Age-related features of the disease
CMMD2A can manifest at different ages, and clinical manifestations can vary:
- In children, the disease usually begins at the age of 5-15 years with manifestations of weakness of the distal muscles.
- In young and adulthood, symptoms may be more pronounced, allowing the disease to be diagnosed at an early stage.
- In older people, disease progression may be slower, but serious complications associated with other age-related diseases are possible.
Questions and Answers
- What are the main symptoms of CMMD2A? The main symptoms include progressive muscle weakness, difficulty walking, falls, fatigue and limb deformities.
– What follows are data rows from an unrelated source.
PR #793, opened 2019-01-05
[refactor-prompt] polish and clarify insufficient funds reason

ixje:
Currently whenever you try to send assets with insufficient funds you get the following output
```
neo> wallet send NEO AG4Z3kNtdQxDvdCPYyht1Mq8ntdi7uHuvy 25
[E 190105 12:16:44 Wallet:1071] insufficient funds for asset id: c56f33fc6ecfcd0c225c4ab356fee59390af8560be0e930faebe74a6daff7c9b
[D 190105 12:16:44 Send:233] insufficient funds
neo>
```
A double error message, and also one that doesn't always clearly identify the real reason. The above account had more than enough funds, but not enough `vouts`
 
Changed the error handling of `MakeTransaction` such that we can differentiate the root cause. The above scenario now shows
```
neo> wallet send NEO AG4Z3kNtdQxDvdCPYyht1Mq8ntdi7uHuvy 25
[Password]> **********
[I 190105 13:32:00 Transaction:619] Verifying transaction: b'73d8a0106e8c2b9f2a4d6a7733fe57a534ec5968ba3d6ba67dffb253cb21a66e'
Relayed Tx: 73d8a0106e8c2b9f2a4d6a7733fe57a534ec5968ba3d6ba67dffb253cb21a66e
neo> wallet send NEO AG4Z3kNtdQxDvdCPYyht1Mq8ntdi7uHuvy 25
Insufficient funds. No unspent outputs available for building the transaction.
If you are trying to sent multiple transactions in 1 block, then make sure you have enough 'vouts'.
Use `wallet unspent` and `wallet address split`, or wait until the first transaction is processed before sending another.
neo>
```

manual testing

no

- [ ] Did you add any tests?

### DIFF
--- a/neo/Prompt/Commands/Send.py
+++ b/neo/Prompt/Commands/Send.py
@@ -228,11 +228,17 @@ def process_transaction(wallet, contract_tx, scripthash_from=None, scripthash_ch
                                     change_address=scripthash_change,
                                     fee=fee,
                                     from_addr=scripthash_from)
+    except ValueError:
+        print("Insufficient funds. No unspent outputs available for building the transaction.\n"
+              "If you are trying to sent multiple transactions in 1 block, then make sure you have enough 'vouts'\n."
+              "Use `wallet unspent` and `wallet address split`, or wait until the first transaction is processed before sending another.")
+        return None
 
-        if tx is None:
-            logger.debug("insufficient funds")
-            return None
+    if tx is None:
+        logger.debug("insufficient funds")
+        return None
 
+    try:
         # password prompt
         passwd = prompt("[Password]> ", is_password=True)
         if not wallet.ValidatePassword(passwd):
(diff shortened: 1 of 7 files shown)


neo/Prompt/Commands/Send.py
```diff
@@ -228,11 +228,17 @@ def process_transaction(wallet, contract_tx, scripthash_from=None, scripthash_ch
...
+        print("Insufficient funds. No unspent outputs available for building the transaction.\n"
+              "If you are trying to sent multiple transactions in 1 block, then make sure you have enough 'vouts'\n."
+              "Use `wallet unspent` and `wallet address split`, or wait until the first transaction is processed before sending another.")
+        return None
 
-        if tx is None:
-            logger.debug("insufficient funds")
-            return None
+    if tx is None:
+        logger.debug("insufficient funds")
```
jseagrave21: At this point, if there really is insufficient funds (i.e. the user tries to send more than the wallet balance), won't it not display, since the users doesn't usually see DEBUG info?

ixje: nah, because real insufficient funds will also give the long message. Only if the wallet is not synced it will hit that, but then it has a `logger.warning` before that to indicate the wallet isn't synced.

PR #799, opened 2019-01-07
[refactor-prompt] Improve send & sendmany (third try)

jseagrave21:
- Allows for KeyboardInterrupt during prompting in `sendmany`
- Prints the fee associated with the transaction when using `send`
- Cleans up a couple outputs and verifies outputs during testing
- Replaces `return None` with `return` which is in line with other refactoring
- retitles `test_send_command.py`  as `test_send_commands.py` to match others

**update**
I re-created this PR to try to change the title of `test_send_command.py` in a way that would still allow for a review based on feedback in https://github.com/CityOfZion/neo-python/pull/797.
Also, you can refer to https://github.com/CityOfZion/neo-python/pull/797#pullrequestreview-189654277 for @LysanderGG 's original review.

Trial and Error

Manual Testing and unittest

No

- [x] Did you add any tests?


ixje:
thanks!

PR #804, opened 2019-01-08
Refactor prompt

ixje:
**What current issue(s) does this address, or what feature is it adding?**
Address #623 
Huge thanks @jseagrave21 and @LysanderGG

**How did you solve this problem?**
see #623

**How did you make sure your solution works?**
make test

**Are there any special changes in the code that we should be aware of?**
I've chosen to not include #731 at this time. Mostly because I want this hard work in the development branch such that people can test it for a couple of days before we do a new release. The module loading part can be addresses at a later point. For that I want to spent a little bit more time to see how we can also support targeted loading (meaning; load the custom cmd into a specific existing sub group)

**Please check the following, if applicable:**

- [X] Did you add any tests?
- [X] Did you run `make lint`?
- [X] Did you run `make test`?
- [X] Are you making a PR to a feature branch or development rather than master?
- [X] Did you add an entry to `CHANGELOG.rst`? (if not, please do)

PR #805, opened 2019-01-09
refactor-prompt

ixje:
This is a repost of #804 via my personal github repo. #804 seems to have build issues while this PR continuously builds fine. 

Address #623 
Huge thanks @jseagrave21 and @LysanderGG

see #623

make test

I've chosen to not include #731 at this time. Mostly because I want this hard work in the development branch such that people can test it for a couple of days before we do a new release. The module loading part can be addresses at a later point. For that I want to spent a little bit more time to see how we can also support targeted loading (meaning; load the custom cmd into a specific existing sub group)

- [X] Did you add any tests?


jseagrave21:
:tada:

PR #908, opened 2017-12-13
[WIP] Test if micrometer snapshot does not fail anything

trustin:
Just a temporary PR for testing. Will close once I have confidence of no regression.


trustin:
No regression found.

- What is the genetic predisposition to the disease? The disease is most often inherited from parents to children, especially in men, since the genetic mutation is often recessive.
- What is the treatment for CMMD2A? Treatment includes drug therapy to control inflammation, physical therapy and surgery.
- How do doctors conduct examinations? Patients should undergo regular examinations using laboratory and instrumental studies to monitor muscle condition and identify possible complications.
- What is the prognosis for patients with CMMD2A? The prognosis varies depending on the severity of the disease, with mild forms having a better outcome, while severe cases can lead to loss of mobility.
Advice from Dr. Oleg Korzhikov
With proper treatment and recommendations, the quality of life of patients with limb-girdle muscular dystrophy can be greatly improved. It is important to undergo regular check-ups and not ignore symptoms in order to respond to changes in a timely manner. Patients should maintain an active lifestyle, including exercises that are appropriate for them, and follow a diet that supports muscle health. The main thing is not to be embarrassed to ask questions of your doctor and to be open to rehabilitation methods that can help improve your condition.